Both the CHAID and multinomial regression analyses concurred that intellectual disability level, specifically moderate level, was a significant contributor to increased TV viewing. However the multinomial regression highlighted difficulty walking 100yards and rising later as further significant risk factors. This difference between analyses was not entirely unexpected (Sata and Elkonca, 2020) because in CHAID for each split the sample size reduced so other significant variables may be excluded from the final model while multinomial logistic regression had no such restrictions and gave a tabular output highlighting the contribution of each variable by means of odds ratio. Overall the results of both methodologies concur which has previously been noted (Rudolfer et al, 1999; Shiran et al, 2021). The final SOS model highlighted three variables: moderate intellectual disability level, rising after 7am and difficulty walking 100yards. This was the first time that difficulty walking 100 yards was identified as a significant contributor to increased TV viewing, providing a simple guide for identifying those most at risk.
Conclusion
This analysis of TV habits generally agrees with the limited literature available on the correlates of increased TV viewing time among those with an intellectual disability. The levels of TV watching may be an indicator of elevated SB among persons with an intellectual disability population but further investigation using other tools and objective measurement is warranted.

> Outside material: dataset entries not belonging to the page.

PR #1806, opened 2024-03-12
JSRPC: Support sending ReadableStream and WritableStream over RPC

kentonv:


src/workerd/api/streams/writable.c++
```diff
@@ -280,6 +282,137 @@ jsg::Ref<WritableStream> WritableStream::constructor(
...
+
+  auto& handler = JSG_REQUIRE_NONNULL(serializer.getExternalHandler(), DOMDataCloneError,
+      "WritableStream can only be serialized for RPC.");
+  auto externalHandler = dynamic_cast<RpcSerializerExternalHander*>(&handler);
+  JSG_REQUIRE(externalHandler != nullptr, DOMDataCloneError,
+      "WritableStream can only be serialized for RPC.");
+
+  IoContext& ioctx = IoContext::current();
+
+  // TODO(soon): Support JS-backed WritableStreams. Currently this only supports native streams
```
kentonv, line 372: @jasnell Is there an easy way to support this? Basically I need a `WritableStreamSink` representing the `WritableStream` so I can easily adapt it to a KJ stream. I think there are two options, when the `WritableStream` is not backed by a `WritableStreamSink`:

1. Create an `IdentityTransformStreamImpl`, which is always backed by native source/sink. Use the writable side of that, and separately pump the readable side into the JS stream.
2. Create an alternate version of `WritableStreamRpcAdapter`, above, which locks the isolate on every call and then calls into the JS Writer API.

Is there a better option?

src/workerd/api/streams/writable.c++
```diff
@@ -280,6 +282,137 @@ jsg::Ref<WritableStream> WritableStream::constructor(
...
+    doneFulfiller->fulfill();
+  }
+
+  // Returns a promise that resolves when the stream is dropped. If the promise is canceled before
+  // that, the stream is revoked.
+  kj::Promise<void> waitForCompletionOrRevoke() {
+    auto paf = kj::newPromiseAndFulfiller<void>();
+    doneFulfiller = kj::mv(paf.fulfiller);
+
+    return paf.promise.attach([weakRef = weakRef->addRef()]() mutable {
```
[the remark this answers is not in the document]
kentonv: Oh shoot, using `.attach()` here actually just attaches the lambda object but it will never be called. This is a bug, I meant to use `kj::defer()`. :facepalm: 

Ben C even tried to make this an error at one point but that change never got merged...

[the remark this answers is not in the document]
kentonv: 90847efe

src/workerd/api/streams/readable.c++
```diff
@@ -526,6 +529,169 @@ jsg::Optional<uint32_t> ByteLengthQueuingStrategy::size(
...
+  kj::Maybe<uint64_t> expectedLength;
+};
+
+}  // namespace
+
+void ReadableStream::serialize(jsg::Lock& js, jsg::Serializer& serializer) {
+  // Serialize by effectively creating a `JsRpcStub` around this object and serializing that.
+  // Except we don't actually want to do _exactly_ that, because we do not want to actually create
+  // a `JsRpcStub` locally. So do the important parts of `JsRpcStub::constructor()` followed by
+  // `JsRpcStub::serialize()`.
```
jasnell, line 620: If the stream is already locked or disturbed, we shouldn't serialize it. Both of those conditions should be checked in here. I know that the `pumpTo(...)` method below will also check for that (and will leave the `ReadableStream` locked and disturbed) but these conditions need to be checked before setting up the rest of this.

src/workerd/api/streams/writable.c++
```diff
@@ -280,6 +282,137 @@ jsg::Ref<WritableStream> WritableStream::constructor(
...
+  }
+};
+
+}  // namespace
+
+void WritableStream::serialize(jsg::Lock& js, jsg::Serializer& serializer) {
+  // Serialize by effectively creating a `JsRpcStub` around this object and serializing that.
+  // Except we don't actually want to do _exactly_ that, because we do not want to actually create
+  // a `JsRpcStub` locally. So do the important parts of `JsRpcStub::constructor()` followed by
+  // `JsRpcStub::serialize()`.
```
jasnell, line 362: Likewise here, this should check to make sure the `WritableStream` is not locked. If it is, this should throw before doing anything else here.

src/workerd/api/streams/writable.c++
jasnell: For short term, I would probably just have a `WritableStreamSink` implementation that wraps the `WritableStream` and writes directly to it's underlying controller, acquiring the isolate lock on every write. Using the `write(...)` that passes `kj::ArrayPtr<kj::Array<...>> pieces` would end up being the most performant way to write if you have multiple chunks. Longer term I'd like to explore more efficient ways of optimizing these kind of KJ-to-JS and JS-to-KJ pipelines for both this and the `PumpToAdapter` in JS-backed ReadableStream

src/workerd/api/tests/js-rpc-test.js
```diff
@@ -259,6 +268,25 @@ export class MyService extends WorkerEntrypoint {
...
+  }
+
+  async readFromStream(stream) {
+    return await new Response(stream).text();
+  }
+
+  async returnReadableStream() {
+    let { readable, writable } = new IdentityTransformStream();
+    this.ctx.waitUntil(this.writeToStream(writable));
+    return readable;
```
jasnell, line 288: We need a test that verifies that a `readable` that is already locked and disturbed cannot be passed.

src/workerd/api/tests/js-rpc-test.js
```diff
@@ -832,6 +860,106 @@ export let serializeRpcPromiseOrProprety = {
...
+      let promise = env.MyService.writeToStream(writable);
+      let text = await new Response(readable).text();
+      assert.strictEqual(text, "foo, bar, baz!");
+      await promise;
+    }
+
+    // TODO(someday): Test JS-backed WritableStream, when it actually works.
+
+    // TODO(someday): Is there any way to construct an encoded WritableStream? Only system
+    //   streams can be encoded, but there's no API that returns an encoded WritableStream I think.
```
jasnell, line 877: What do you mean by "encoded WritableStream"?

src/workerd/api/streams/readable.c++
jasnell: Discussed in chat: instead of moving up the checks, comments should be added that we're depending on the existing checks in `pumpTo(...)` and `removeSink(...)` to catch the locked/disturbed states.

src/workerd/api/streams/writable.h
```diff
@@ -158,6 +158,12 @@ class WritableStream: public jsg::Object {
     });
   }
 
+  void serialize(jsg::Lock& js, jsg::Serializer& serializer);
+  static jsg::Ref<WritableStream> deserialize(
+      jsg::Lock& js, rpc::SerializationTag tag, jsg::Deserializer& deserializer);
+
+  JSG_SERIALIZABLE(rpc::SerializationTag::WRITABLE_STREAM);
```
jasnell, line 165: Non-blocking nit... can the `JSG_SERIALIZABLE` macro handle adding the `serialize` and `deserialize` boilerplate methods too... just something like `JSG_SERIALIZABLE(WritableStream, rpc::SerializationTag::WRITABLE_STREAM)`

src/workerd/api/tests/js-rpc-test.js
kentonv: I mean a `WritableStream` which wraps a `WritableStreamSink` which is `EncodedAsyncOutputStream` with a `StreamEncoding` other than `IDENTITY`.

The only place I know of where our API even returns a `WritableStream` is when constructing a transform stream and those never wrap `EncodedAsyncOuputStream`.

src/workerd/api/streams/writable.h
kentonv: Eh, I think it would be confusing if the method declarations are hidden in a macro, given that the definitions are not hidden.

Also, an upcoming change will make it so that these methods can have additional parameters (to request TypeHandlers).

src/workerd/api/tests/js-rpc-test.js
kentonv: 4f34626f

src/workerd/api/streams/writable.c++
kentonv: ff1c6fed

src/workerd/api/streams/common.h
```diff
@@ -216,6 +220,10 @@ class ReadableStreamSource {
   // directly might attempt to use the `IoContext` to call `registerPendingEvent()`.
   virtual kj::Promise<DeferredProxy<void>> pumpTo(WritableStreamSink& output, bool end);
 
+  // If pumpTo() pumps to a system stream, what is the best encoding for that system steram to
+  // use? This is just a hint.
+  virtual StreamEncoding getPrerferredEncoding() { return StreamEncoding::IDENTITY; };
```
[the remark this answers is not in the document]
kentonv: Wow I really copied that everywhere. 5e635f87

src/workerd/api/tests/js-rpc-test.js
```diff
@@ -832,6 +860,118 @@ export let serializeRpcPromiseOrProprety = {
...
+    // Send a ReadableStream that is locked.
+    {
+      let { readable, writable } = new IdentityTransformStream();
+
+      let reader = readable.getReader();
+
+      assert.rejects(env.MyService.readFromStream(readable), {
+        name: "TypeError",
+        message: "The ReadableStream has been locked to a reader."
+      });
```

This study provided novel insights into correlates of TV viewing for the intellectual disability population. A strength of the study was the adaptation of the SOS framework to structure the risk factors for TV viewing. Intellectual disability level, specifically those with a mild or moderate level, appeared to be the most significant independent contributor to TV viewing and consequent SB among older adults with an intellectual disability but including a focus on difficulty walking 100 yards and rising after 7am, as additional significant contributors is also necessary.
Limitations
While TV viewing may not the most accurate representation of SB for people with a more sever/profound intellectual disability level, this is not to say that they are not sedentary. Inaccuracies in self-reported behaviours have been observed in other studies.
Footnotes
Declaration of conflicting interests
The author(s) declared no potential conflicts of interest with respect to the research, authorship, and/or publication of this article.
Funding
The author(s) disclosed receipt of the following financial support for the research, authorship, and/or publication of this article: The authors are part of a study which is funded by the Health Research Board (IDS-TILDA-2021-001) and the Department of Health.